Use ciphertext management to encrypt and dynamically reference sensitive information. This improves data security and maintenance efficiency in cloud environments. - E-MapReduce

Storing sensitive information, such as AccessKeys or passwords, in plaintext during data development and task execution poses a security risk. The ciphertext management feature lets you encrypt and store sensitive information. You can then dynamically reference the encrypted information during data development and in session configurations. This approach helps prevent data leakage and improves maintenance efficiency.

Create a ciphertext

Go to the Ciphertext Management page.
1. Log on to the E-MapReduce console.
2. In the navigation pane on the left, choose EMR Serverless > Spark.
3. On the Spark page, click the name of the target workspace.
4. On the EMR Serverless Spark page, click Ciphertexts in the navigation pane on the left.
On the Ciphertexts page, click Add Ciphertext.

On the Add Ciphertext page, configure the following parameters and click Confirm.

Parameter	Description
Variable Name	The variable name must be unique within the same workspace. It cannot be modified after creation.
Ciphertext	The ciphertext is case-sensitive. It cannot be modified or viewed again after creation.

Use a ciphertext

Use in a Notebook

In a Notebook job, you can use ciphertexts with the emrssutils.utils library. The DPI engine version must be esr-2.8.0, esr-3.4.0, esr-4.4.0, or a later version.

Example

Import the library and load the ciphertext.

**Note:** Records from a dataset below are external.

Issue #6842, opened 2020-04-27
"Playbook not found for project" error when the playbook exist but is invalid 


zaskan:
##### ISSUE TYPE
When a playbook is not valid but its filename is specified using a rest api enpoint, (e.g using job_templates endpoint) the system returns "Playbook not found for project".

##### SUMMARY
Error "Playbook not found for project", suggest users that yaml file doesn't exist at specified playbook path. In this particular situation error message like "Playbook specified doesn't contain any plays" or "Playbook specified is not a valid playbook" would clearly suggest user where problem lies.

cNeha:
Hello,  I would like to work on this request though I have noticed that PR #7401  is in closed state due to outdated code. Can I continue working on this request?

kjamaal:
Hi, wanted to work on this issue but there are dependency issues in devel that break tests. Posted about it in forum here https://forum.ansible.com/t/streamlining-awx-releases/6894/46?u=kjamaal. Should we leave this project alone until the re-architecture is done?

PR #7401, opened 2020-06-22
Created New Error Messages for Invalid and Non Yaml Playbook Files

humzam96:
##### SUMMARY
Upon Project Update a playbooks list was updated and only includes files that were valid. We added 2 new lists for invalid playbooks (playbooks that fail to match the regular expression in awx/main/utils/ansible.py) and non yaml files. This allows for more specific validation errors when validating in JobOptionsSerializer in awx/api/serializers.py. We tried looking for a solution to avoid creating a new migration, if there is a different suggestion we can try that too.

# Example code for getting a ciphertext
import emrssutils.utils
# Dynamically get the decrypted value
password = emrssutils.utils.get_secret(key='<variable_name>')

Reference the ciphertext.

# Example code for referencing a ciphertext
df = spark.read \
  .format("jdbc") \
  .option("url", "jdbc:mysql://<jdbc_url>") \
  .option("dbtable", "<db>.<table>") \
  .option("user", "<username>") \
  .option("password", password) \ # Reference the ciphertext  
  .load()
df.show()

Use in Spark configurations

In the Spark configuration for a session or batch job, use the format ${secret_values.variable_name} for the ciphertext.

Example

When you read data from or write data to MaxCompute, you can first add the AccessKey to Ciphertext Management. Then, use the ciphertext in the Spark configurations of the SQL session. For more information, see Read from and write to MaxCompute.

spark.sql.catalog.odps                        org.apache.spark.sql.execution.datasources.v2.odps.OdpsTableCatalog
spark.sql.extensions                          org.apache.spark.sql.execution.datasources.v2.odps.extension.OdpsExtensions
spark.sql.sources.partitionOverwriteMode      dynamic
spark.hadoop.odps.tunnel.quota.name           pay-as-you-go
spark.hadoop.odps.project.name                <project_name>
spark.hadoop.odps.end.point                   https://service.cn-hangzhou-vpc.maxcompute.aliyun-inc.com/api
spark.hadoop.odps.access.id                   <accessId>
# Reference the ciphertext 
spark.hadoop.odps.access.key                  ${secret_values.AccessKey}

Use in batch or stream jobs

For the runtime parameters of a batch or stream job, you can use a ciphertext in the format ${secret_values.variable_name}.

Example

When you create a JAR batch job, you can add the relevant sensitive information to Ciphertext Management. Then, reference the ciphertext in the runtime parameters using the format ${secret_values.variable_name}.